### Exercise
Word for word, retype the first line of the records and every following line through the one containing "PR #20, opened 2019-03-22".

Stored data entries
=====
PR #602, opened 2025-07-10
demo: make qchem ai public and add readme

AngeloDanducci:


maximilien (changes requested):
Can you integrate into CI or male sure it's executing?

AngeloDanducci:
> How is your summary performing? I remember one issue I had is that with very large papers the summaries weren't super good, meaning they can't capture the entire paper because of its token limit. And also, I think I switched away from llama3.1

Varies quite a bit run to run on my local machine - the entire papers are definitely not captured in the summary.

What model did you switch to, granite?

AngeloDanducci:
@maximilien did a fresh maestro install and then followed the README - working on local machine.  Do we have CI set up for demos?  I see a simple demo in CI but nothing in the tests dir or CI in general for all demos.

maximilien (approved):
LGTM

PR #606, opened 2025-07-11
enhancement: connect Opik dashboard

george-lhj:
makes it easier to log traces, see scores, and understand reasoning behind a score


george-lhj:
> CN we get LLM as a judge for prompt?
> 
> Otherwise good start

Actually, Opik already uses LLM as a judge to create our relevancy and hallucination scores. So this is already impelemtented, and why I defined the ScoringAgent with a model which requires Ollama backend

PR #2, opened 2018-10-15
PMM-2990: Drop singletons generated by cobra.

arvenil:
* Easier to write parallel tests.
* A bit better separation of app from cobra commands.
* Tests.
* Docs and cleanups.


AlekSi:
Kamil, please stop working on pmm-agent. What you are doing is a waste of time and efforts. We will not have that CLI _at all_. Just – stop.

PR #16, opened 2019-03-07
PMM-3478: Update percona/pmm

DexterHD:


DexterHD:
@AlekSi One more update of `percona/pmm`, as I merged percona/pmm#286 also

PR #20, opened 2019-03-22
PMM-3594 Send real data to pmm-managed.

AlekSi:


AlekSi:
@DexterHD Please focus on Go code and overall architecture, and tests.
@askomorokhov Please focus on numbers correctness and tests.

Makefile
```diff
@@ -32,6 +32,11 @@ init:                           ## Installs tools to $GOPATH/bin (which is expec
 gen:                            ## Generate files.
 	go generate ./...
 
+gen-init:
```
BupycHuk: what does this command do?

agents/builtin/mysql/mysql.go
```diff
@@ -93,78 +114,179 @@ func (m *MySQL) Run(ctx context.Context) {
...
+		}
+
+		buckets[i] = b
 	}
 
-	for _, str := range structs {
-		ess := str.(*eventsStatementsSummaryByDigest)
+	startS := uint32(periodStart.Unix())
+	lengthS := uint32(periodLength.Seconds())
+	for i, b := range buckets {
```
BupycHuk: why do we use two loops instead of one?

agents/builtin/mysql/mysql.go
```diff
@@ -93,78 +114,179 @@ func (m *MySQL) Run(ctx context.Context) {
...
-		if ess.Digest == nil || ess.DigestText == nil {
-			m.l.Debugf("Skipping %s.", ess)
+	for digest, currentESS := range current {
+		prevESS := prev[digest]
+		if prevESS == nil {
+			prevESS = new(eventsStatementsSummaryByDigest)
+		}
+		count := float32(currentESS.CountStar - prevESS.CountStar)
+		switch {
+		case count == 0:
```
BupycHuk: is it possible to have the same CountStar value in prevESS and currentESS after Truncate?

Makefile
AlekSi: It generates initial model files (like models.go) that should be edited by hands.
We use only a few tables from performance schema, but it is likely that we will use more in the near future, that's why I kept it for now.

agents/builtin/mysql/mysql.go
AlekSi: Good point, that's a missed refactoring opportunity after functions were merged.

agents/builtin/mysql/mysql.go
AlekSi: Yes, but we can't differentiate those two situations.

Makefile
BupycHuk: Could you add a comment to makefile? Like `## Generate initial model files`

AlekSi: That comment will make it a public target – visible in `make` output. That target is intended to be private.

agents/builtin/mysql/mysql.go
```diff
@@ -93,78 +114,179 @@ func (m *MySQL) Run(ctx context.Context) {
...
+			{float32(currentESS.SumSortMergePasses - prevESS.SumSortMergePasses), &mb.MMergePassesSum, &mb.MMergePassesCnt},
+			{float32(currentESS.SumSortRange - prevESS.SumSortRange), &mb.MSortRangeSum, &mb.MSortRangeCnt},
+			{float32(currentESS.SumSortRows - prevESS.SumSortRows), &mb.MSortRowsSum, &mb.MSortRowsCnt},
+			{float32(currentESS.SumSortScan - prevESS.SumSortScan), &mb.MSortScanSum, &mb.MSortScanCnt},
+
+			{float32(currentESS.SumNoIndexUsed - prevESS.SumNoIndexUsed), &mb.MNoIndexUsedSum, &mb.MNoIndexUsedCnt},
+			{float32(currentESS.SumNoGoodIndexUsed - prevESS.SumNoGoodIndexUsed), &mb.MNoGoodIndexUsedSum, &mb.MNoGoodIndexUsedCnt},
+		} {
+			if p.value != 0 {
+				*p.sum = p.value
```
askomorokhov: IMHO, `p` should have more descriptive name here, to easier catch it purposes.

DexterHD:
@AlekSi Is it all about QAN? I think it is.
However, there are only 4 matches of this word and all these words are mentioned only in comments. 
It's weird for me as nothing says what this code is all about (I mean `agents/builtin/mysql`)? Maybe we should use more clean naming? IMHO packages and other stuff names should represent a behavior, not implementation. Maybe it should be `QAN` in package name or in `ServiceName`, I don't know.

agents/builtin/mysql/mysql.go
```diff
@@ -93,78 +125,184 @@ func (m *MySQL) Run(ctx context.Context) {
...
+			// convert picoseconds to seconds
+			{float32(currentESS.SumTimerWait-prevESS.SumTimerWait) / 1e12, &mb.MQueryTimeSum, &mb.MQueryTimeCnt},
+			{float32(currentESS.SumLockTime-prevESS.SumLockTime) / 1e12, &mb.MLockTimeSum, &mb.MLockTimeCnt},
+
+			{float32(currentESS.SumRowsAffected - prevESS.SumRowsAffected), &mb.MRowsAffectedSum, &mb.MRowsAffectedCnt},
+			{float32(currentESS.SumRowsSent - prevESS.SumRowsSent), &mb.MRowsSentSum, &mb.MRowsSentCnt},
+			{float32(currentESS.SumRowsExamined - prevESS.SumRowsExamined), &mb.MRowsExaminedSum, &mb.MRowsExaminedCnt},
+
+			{float32(currentESS.SumCreatedTmpDiskTables - prevESS.SumCreatedTmpDiskTables), &mb.MTmpDiskTablesSum, &mb.MTmpDiskTablesCnt},
+			{float32(currentESS.SumCreatedTmpTables - prevESS.SumCreatedTmpTables), &mb.MQueryTimeSum, &mb.MTmpTableCnt},
```
askomorokhov: I think here should be:
{float32(currentESS.SumCreatedTmpTables - prevESS.SumCreatedTmpTables), **&mb.MTmpTablesSum,** **&mb.MTmpTablesCnt**},

agents/builtin/mysql/mysql.go
```diff
@@ -49,42 +59,64 @@ type Params struct {
 // Change represents Agent status change _or_ QAN collect request.
 type Change struct {
```
DexterHD: I don't know, but I think it's bad when one thing in public API represents more than one meaning. These things are different by nature, isn't it? I mean it has different areas of responsibility. `AgentStatus` is about the agent lifecycle but `CollectRequest` is about collecting data.

I mean It's like some function with the name `AddOrJoin(a, b int) int`.

AlekSi:
> However, there are only 4 matches of this word and all these words are mentioned only in comments.

My editors shows 14 occurrences of "qan" in mysql.go 😄. But yeah, I think we should revisit names when we start adding slow log processing.

agents/builtin/mysql/mysql.go
AlekSi: Good catch! Fixed.

agents/builtin/mysql/mysql.go
AlekSi: `p` is a local loop variable, it has to be short. And I can't think of a better name.

agents/builtin/mysql/mysql.go
AlekSi: Indeed, there were two channels. But they were harder to use and much easier to misuse. Supervisor reads changes channel until it is closed. If there are two of them, and one is closed – should we wait for the second to close, or not? Should we drain the data channel before removing that Agent? etc etc. Supervisor code become much more complex.
Again, we could revisit it once we have more other Agents.

PR #21, opened 2019-03-25
PMM-3191 Local agent API.

DexterHD:


main.go
```diff
@@ -172,6 +186,116 @@ func workLoop(ctx context.Context, cfg *config.Config, l *logrus.Entry, client a
...
+	</body>
+	</html>
+	`)).Execute(&buf, handlers)
+	if err != nil {
+		l.Panic(err)
+	}
+
+	http.Handle("/", proxyMux)
+	http.HandleFunc("/debug", func(rw http.ResponseWriter, req *http.Request) {
+		rw.Write(buf.Bytes())
```
golangcibot: Error return value of `rw.Write` is not checked (from `errcheck`)

agentlocal/agent_local.go
```diff
@@ -18,15 +18,69 @@ package agentlocal
 
 import (
 	"context"
+	"sync"
 
+	"github.com/percona/pmm-agent/config"
```
golangcibot: File is not `goimports`-ed (from `goimports`)

agentlocal/agent_local.go
```diff
@@ -18,15 +18,66 @@ package agentlocal
...
+	"github.com/percona/pmm/api/agentpb"
+
+	"github.com/percona/pmm-agent/config"
 )
 
+// AgentLocalServer represents local agent api server.
 type AgentLocalServer struct {
+	cfg *config.Config
+
+	mx             sync.RWMutex
```
AlekSi: Typically it is `rw`.

agentlocal/agent_local.go
```diff
@@ -18,15 +18,66 @@ package agentlocal
...
+
+// NewAgentLocalServer creates new local agent api server instance.
+func NewAgentLocalServer(cfg *config.Config) *AgentLocalServer {
+	return &AgentLocalServer{cfg: cfg}
+}
+
+// SetMetadata sets new values of ServerMetadata.
+func (als *AgentLocalServer) SetMetadata(md *agentpb.AgentServerMetadata) {
+	als.mx.RLock()
+	defer als.mx.RUnlock()
```
AlekSi: It should be `Lock()` and `Unlock()`. We set value there, not read it.

agentlocal/agent_local.go
```diff
@@ -18,15 +18,66 @@ package agentlocal
...
+	als.serverMetadata = md
 }
 
+func (als *AgentLocalServer) getMetadata() agentpb.AgentServerMetadata {
+	als.mx.Lock()
+	defer als.mx.Unlock()
```
AlekSi: It should be `RLock()` and `RUnlock()`. We read value there, not set it.

config/config.go
```diff
@@ -76,6 +79,8 @@ func application(cfg *Config) (*kingpin.Application, *string) {
 
 	app.Flag("id", "ID of this pmm-agent. [PMM_AGENT_ID]").
 		Envar("PMM_AGENT_ID").PlaceHolder("</agent_id/...>").StringVar(&cfg.ID)
+	app.Flag("port", "Agent local API port. [PMM_AGENT_PORT]").
```
AlekSi: Please rename it to `listen-port` or something else. We have another port next line.

config/config.go
```diff
@@ -53,8 +53,11 @@ type Ports struct {
 // Config represents pmm-agent's static configuration.
 //nolint:maligned
 type Config struct {
-	ID      string `yaml:"id"`
-	Address string `yaml:"address"`
+	ID       string `yaml:"id"`
+	Address  string `yaml:"address"`
+	Username string `yaml:"username"`
+	Password string `yaml:"password"`
+	Port     uint16 `yaml:"port"`
```
AlekSi: Please rename it to `ListenPort` or something else. We have another port as a part of `Address`.
Maybe rename `Address` to `ServerAddress`.

main.go
```diff
@@ -258,5 +387,23 @@ func main() {
...
+
+	wg.Add(1)
+	go func() {
+		wg.Done()
+		runJSONServer(ctx, cfg, grpcAddr)
+	}()
+
+	wg.Wait()
+
+	workLoop(ctx, cfg, l, client, localServer)
```
AlekSi: Wait. How that can work? We start `workLoop` only after gRPC Server is done?
Does it actually work?

DexterHD: Yes, it works. I always run the code and test it. Look at the code above. `wg.Done()` called after goroutine is run not after gRPC server is done.

AlekSi: That is super weird and unexpected. What is the point of doing that? Why not just `go runGRPCServer(ctx, cfg, localServer, grpcAddr)`? `WaitGroup` is used for waiting and synchronisation, and there is no waiting of synchronisation.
=====
### Solution
PR #602, opened 2025-07-10
demo: make qchem ai public and add readme

AngeloDanducci:


maximilien (changes requested):
Can you integrate into CI or male sure it's executing?

AngeloDanducci:
> How is your summary performing? I remember one issue I had is that with very large papers the summaries weren't super good, meaning they can't capture the entire paper because of its token limit. And also, I think I switched away from llama3.1

Varies quite a bit run to run on my local machine - the entire papers are definitely not captured in the summary.

What model did you switch to, granite?

AngeloDanducci:
@maximilien did a fresh maestro install and then followed the README - working on local machine.  Do we have CI set up for demos?  I see a simple demo in CI but nothing in the tests dir or CI in general for all demos.

maximilien (approved):
LGTM

PR #606, opened 2025-07-11
enhancement: connect Opik dashboard

george-lhj:
makes it easier to log traces, see scores, and understand reasoning behind a score


george-lhj:
> CN we get LLM as a judge for prompt?
> 
> Otherwise good start

Actually, Opik already uses LLM as a judge to create our relevancy and hallucination scores. So this is already impelemtented, and why I defined the ScoringAgent with a model which requires Ollama backend

PR #2, opened 2018-10-15
PMM-2990: Drop singletons generated by cobra.

arvenil:
* Easier to write parallel tests.
* A bit better separation of app from cobra commands.
* Tests.
* Docs and cleanups.


AlekSi:
Kamil, please stop working on pmm-agent. What you are doing is a waste of time and efforts. We will not have that CLI _at all_. Just – stop.

PR #16, opened 2019-03-07
PMM-3478: Update percona/pmm

DexterHD:


DexterHD:
@AlekSi One more update of `percona/pmm`, as I merged percona/pmm#286 also

PR #20, opened 2019-03-22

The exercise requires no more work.